**Your assignment**
Go through the listing below from its first line and repeat each line exactly, ending at the line containing "IMO, This should" and including it.

**Input material**
Issue #111, opened 2016-09-25
Skill/Proficiency System


Repentz:
Have a system implemented that gives the basics to rewards for repeating a process

- Fishing
- Mining
- Woodcutting
- Impounding
- Ticketing

Give perks for these per level, such as faster processing, use of better tools per level like drills for mining rather than pickaxes, chainsaws, etc.

Give more % of ticket to actual cop per ticket, jail, etc.

Just a suggestion, I've requested it be added to the framework before because I think it would add alot to the RP aspect of AL. You can also have skill system = True or False for people who don't want it.

policeman18:
+1

Latouth:
+1

fresqo:
IMO, This should either be IN as a new standard feature or not put in. Please don't put as option as its too much code to just sit around if not used.

tkcjesse:
Yeah. Exactly. I personally think it shouldn't be in. I know multiple people who hate it and also people who like it.

MJRamon:
Players like progression. Players like to be awarded for repetative work. This is good and healthy approach and has to be built-in.

BoGuu:
Despite the fact there is two pull requests for arguably 'non Framework' things, I do not stray away from the fact that this is still a Framework, and features such as this do not entirely belong on it.

There are lots of servers out there that have put countless hours of work into their code base, making things such as this. So for it to become a default in the Framework (for every server to have), would be disappointing. There is a reason why some servers are good, and some are bad, a lot of that boils down to the content, I don't feel it's right to let somebody take 5 minutes to achieve what took some months.

tkcjesse:
Hah. You know i agree dawg.

fresqo:
most mmorpg/rpg games have a leveling system of some sort (even just a general playing lvl) i think arma life mods kinda need it tbh.

Emma-L:
[...]

PR #493, opened 2018-10-01
Added panic button v-item for police

robinwithes:
Added a v-item called panic button which when used sends a emergency broadcast to the police as well as marking the location of the cop in distress to them.


robinwithes:
Not sure what the checkstyle issue is here

imthatguyhere:
> Not sure what the checkstyle issue is here

Put a space between `if` and `(` on the two lines noted.

SimZor:
Yeez

DomT602:
Hi @robinwithes, firstly thanks for the PR, when it comes to this feature; we believe it be left to server owners to implement this how they want, in order to make their server unique. This would be more suited to being on a separate public repository where you could release these scripts as small addons that server owners can add if they want. We have had similar situations, namely this https://github.com/AsYetUntitled/Framework/issues/111#issuecomment-252308203.
With this in mind, I'll be closing this PR.

PR #496, opened 2018-10-19
Kron & init cleanup 

DomT602:
Resolves N/A. 

- Replaces KRON functionality with newer commands
- Cleans up init related


moeck:
if I try to acess the trunk it ist not possible to get things out. Error message "wrong number format"

DomT602:
Good find, I forgot to remove the str surrounding _x for the isNumber function, that’ll be the issue

moeck:
you are right, I changed it in the life_server\functions.sqf and it works for me

Jason2605:
Good spot thanks, I've updated the main branch now!

PR #499, opened 2018-11-03
Add Jail Timer to config master for easier access

IAmProphet:
Basically I just changed it to grab from a variable rather than a fixed number and the variable is set in the config_master so for people new to the framework they can modify it in the config_master.


Altis_Life.Altis/core/civilian/fn_jailMe.sqf
```diff
@@ -14,7 +14,8 @@ params [
 ];
 
 
-if (_bad) then { _time = time + 1100; } else { _time = time + (15 * 60); };
+_jailmultiplier = LIFE_SETTINGS(getNumber,"jail_time_multiplier");
```
DomT602: Pop private before this please!

Altis_Life.Altis/core/civilian/fn_jailMe.sqf
```diff
@@ -14,7 +14,8 @@ params [
...
+if (_bad) then { _time = time + (_jailmultiplier * 60) + 900; } else { _time = time + (_jailmultiplier * 60); };
```
DomT602: Could this if be moved to a multi-line if, for standardisation sake

DomT602:
Thanks for the PR @IAmProphet

PR #509, opened 2018-12-20
Update briefing.sqf to remove contracting mention

imKLM:
- Removes the mention of contracting as it should be a feature servers decide if they want or not.


DomT602:
Cheers @imKLM!

PR #510, opened 2018-12-22
Fixed: Instant Revival if outside distance

Scarso327:
We have a drag option on our server and when someone was taken outside this range the isNil check didn't work and so it would instantly revive the player without stopping it at the line 67 exitWith.


Scarso327:
Dunno if I did a good or not :p Just update stuff from what I interrupted your review to mean.

DomT602:
@Scarso327 thats pretty good so far 👍 Just one last thing, we can change; private _target = param [0,objNull,[objNull]];
to; params [
    ["_target",objNull,[objNull]
];

Scarso327:
Done. Is parmas faster or something?

Leigham:
@Scarso327  Params is newer.

Leigham:
`if !(params [
    ["_target",objNull,[objNull]]
]) exitWith {};`

you had an error, if you use this, you can also remove the `if (isNull _target) exitWith {}` line

Leigham:
@Scarso327  please read what I put.
you cant just remove the line

Scarso327:
Sorry, I am jumping between server work and this. What you said was hard to understand until the "also" part

Leigham:
params returns a boolean, meaning, if the data doesn't match the type, or its default, it will return `true` so if you put `if !(params [blah]) exitWith` it will exit the script if it is default values.

Scarso327:
But is isNull check before already did that?

Leigham:
why have an error uneeded line ?

Scarso327:
OH, I UNDERSTAND

Jason2605:
Good spot 👍

PR #519, opened 2018-12-26
Spike Strip Optimization

### LINKED ISSUE #212: Placing spikestrips - can only place one
after placing a spikestrip i want to place another one
it tells me i have already a spikestrip in deployment

you cant even place another one when a vehicle drives over the first one and it gets destroyed

you need to relog then you can place another one

happens in 4.4r4 and the spikestrip script is similar to dev

its no real bug its the way the script is done...
since it checks in line 10 if there is a pickup addaction you cant place a second one
and this addaction is not removed when the vehicle drives over it and destroys the spikestrip

Propheto:
Resolves #212 

Optimizes all the spike strip files, also makes them universal so you can place as many as you want and pick up as many as you want.


DomT602:
Happy enough with code, just need to sort Travis out.

imKLM:
Perhaps have a config based limit? with something like -1 being for unlimited usage.
It's a good idea though! I can just see it being abused easily

DomT602:
I know this was from a while ago, but thoughts on klm's changes? I think its a logical step @IAmProphet.

Altis_Life.Altis/core/items/fn_spikeStrip.sqf
```diff
@@ -6,28 +6,22 @@
...
-_spikeStrip = "Land_Razorwire_F" createVehicle [0,0,0];
+private _spikeStrip = "Land_Razorwire_F" createVehicle [0,0,0];
 _spikeStrip attachTo[player,[0,5.5,0]];
 _spikeStrip setDir 90;
-_spikeStrip setVariable ["item","spikeDeployed",true];
 
-life_action_spikeStripDeploy = player addAction[localize "STR_ISTR_Spike_Place",{if (!isNull life_spikestrip) then {detach life_spikeStrip; life_spikeStrip = objNull;}; player removeAction life_action_spikeStripDeploy; life_action_spikeStripDeploy = nil;},"",999,false,false,"",'!isNull life_spikestrip'];
+life_action_spikeStripDeploy = player addAction[localize "STR_ISTR_Spike_Place",{detach life_spikeStrip; life_spikeStrip = objNull; player removeAction life_action_spikeStripDeploy; life_action_spikeStripDeploy = nil;},"",999,false,false,"",'!isNull life_spikestrip'];
 life_spikestrip = _spikeStrip;
-waitUntil {isNull life_spikeStrip};
```
DomT602: This waitUntil is needed to halt the script for the current functionality, aswell as removing the action. Another method would be to make a separate function for when the spikes are placed, running the remaining code then.

Turdant:
`16:01:57 Error in expression <[getPos player,["Land_Razorwire_F"],5]) params ["_spikes",objNull,[objNull]]; !i>
16:01:57   Error position: <params ["_spikes",objNull,[objNull]]; !i>
16:01:57   Error Type Object, expected Array,String`
Getting this error with these changes

Leigham:
> params ["_spikes",objNull,[objNull]];

the issue is here 
should be 
`params [
    ["_spikes", objNull, [objNull]]
];`

DomT602:
Unknown repo so this PR will be closed. Spikes will be reviewed for 6.x.

PR #526, opened 2019-01-18
Add custom distance medics nears at DeathScreen

Joaquinee:
Resolves #. 

- 

### DIFF
--- a/Altis_Life.Altis/core/medical/fn_deathScreen.sqf
+++ b/Altis_Life.Altis/core/medical/fn_deathScreen.sqf
@@ -1,3 +1,4 @@
+#include "..\..\script_macros.hpp"
 /*
     File: fn_deathScreen.sqf
     Author: Bryan "Tonic" Boardwine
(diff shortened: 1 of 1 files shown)


Jason2605:
Hi @Joaquinee. I'd first like to thank you for the contribution, however there are a few things to address.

**Answer area**
Issue #111, opened 2016-09-25
Skill/Proficiency System


Repentz:
Have a system implemented that gives the basics to rewards for repeating a process

- Fishing
- Mining
- Woodcutting
- Impounding
- Ticketing

Give perks for these per level, such as faster processing, use of better tools per level like drills for mining rather than pickaxes, chainsaws, etc.

Give more % of ticket to actual cop per ticket, jail, etc.

Just a suggestion, I've requested it be added to the framework before because I think it would add alot to the RP aspect of AL. You can also have skill system = True or False for people who don't want it.

policeman18:
+1

Latouth:
+1

fresqo:
IMO, This should either be IN as a new standard feature or not put in. Please don't put as option as its too much code to just sit around if not used.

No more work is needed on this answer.